In 1981, Billboard magazine published a chart ranking the top-performing songs in the United States in the adult contemporary music (AC) market. The chart, which in 1981 was published under the title Adult Contemporary, has undergone various name changes during its history but has again been published as Adult Contemporary since 1996. In 1981, 20 songs topped the chart based on playlists submitted by radio stations.

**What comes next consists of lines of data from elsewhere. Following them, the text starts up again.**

PR #513, opened 2019-07-31
[clean] reader.tsx around queryParam

panaC:
proposal to clean queryParam in reader.tsx

### DIFF
--- a/src/renderer/components/reader/Reader.tsx
+++ b/src/renderer/components/reader/Reader.tsx
@@ -159,8 +159,8 @@ const computeReadiumCssJsonMessage = (): IEventPayload_R2_EVENT_READIUMCSS => {
 };
 setReadiumCssJsonGetter(computeReadiumCssJsonMessage);
 
-const publicationJsonUrl = queryParams.pubId.startsWith(READIUM2_ELECTRON_HTTP_PROTOCOL) ?
-    convertCustomSchemeToHttpUrl(queryParams.pubId) : queryParams.pubId;
+const publicationJsonUrl = queryParams.pub.startsWith(READIUM2_ELECTRON_HTTP_PROTOCOL) ?
+    convertCustomSchemeToHttpUrl(queryParams.pub) : queryParams.pub;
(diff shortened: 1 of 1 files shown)


src/renderer/components/reader/Reader.tsx
```diff
@@ -462,7 +455,7 @@ export class Reader extends React.Component<ReaderProps, ReaderState> {
             // https://github.com/electron/electron/blob/v3.0.0/docs/api/breaking-changes.md#webframe
             // publicationJsonUrl is READIUM2_ELECTRON_HTTP_PROTOCOL (see convertCustomSchemeToHttpUrl)
             // publicationJsonUrl_ is https://127.0.0.1:PORT
-            response = await fetch(publicationJsonUrl_);
+            response = await fetch(publicationJsonUrl);
```
danielweck: Can we please rename `publicationJsonUrl` as `queryParams.pub`, and `publicationJsonUrl_` as `publicationJsonUrl` in the comment immediately above this line of code, thanks :)

danielweck: There is a regression in this PR, because `installNavigatorDOM()` is still called with `publicationJsonUrl`, when it should have been adjusted to the `READIUM2_ELECTRON_HTTP_PROTOCOL` `queryParams.pub` URL. I am working on a fix...

danielweck:
Regression in this PR: R2 navigator uses the localhost / 127.0.0.1 URL instead of the special URL protocol which isolates per-publication domain.
See:
https://github.com/readium/readium-desktop/pull/513/files#r383369057

danielweck:
Regression fixed in https://github.com/readium/readium-desktop/commit/36fbca41c4307b4a0703164cd9873bc7364d47ea

src/renderer/components/reader/Reader.tsx
danielweck: Fixed via https://github.com/readium/readium-desktop/commit/36fbca41c4307b4a0703164cd9873bc7364d47ea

In the January 3 issue of Billboard, the number one position was held by the British singer Leo Sayer with "More Than I Can Say", which retained the top spot from the last week of 1980. It remained atop the chart for two weeks in 1981 before being replaced by "I Love a Rainy Night" by the country singer Eddie Rabbitt, which also topped Billboards pop singles chart, the Hot 100. Rabbitt's song was one of two tracks which reached the number one spot on the AC, country and pop charts during the early part of 1981, along with Dolly Parton's "9 to 5". Soon after Parton's song exited the number one position on the AC listing, the Scottish singer Sheena Easton topped the chart with "Morning Train (9 to 5)". In her native United Kingdom, the song had been a top ten success under the title "9 to 5", but it was given a new title for the U.S. market to avoid confusion with Parton's identically titled song.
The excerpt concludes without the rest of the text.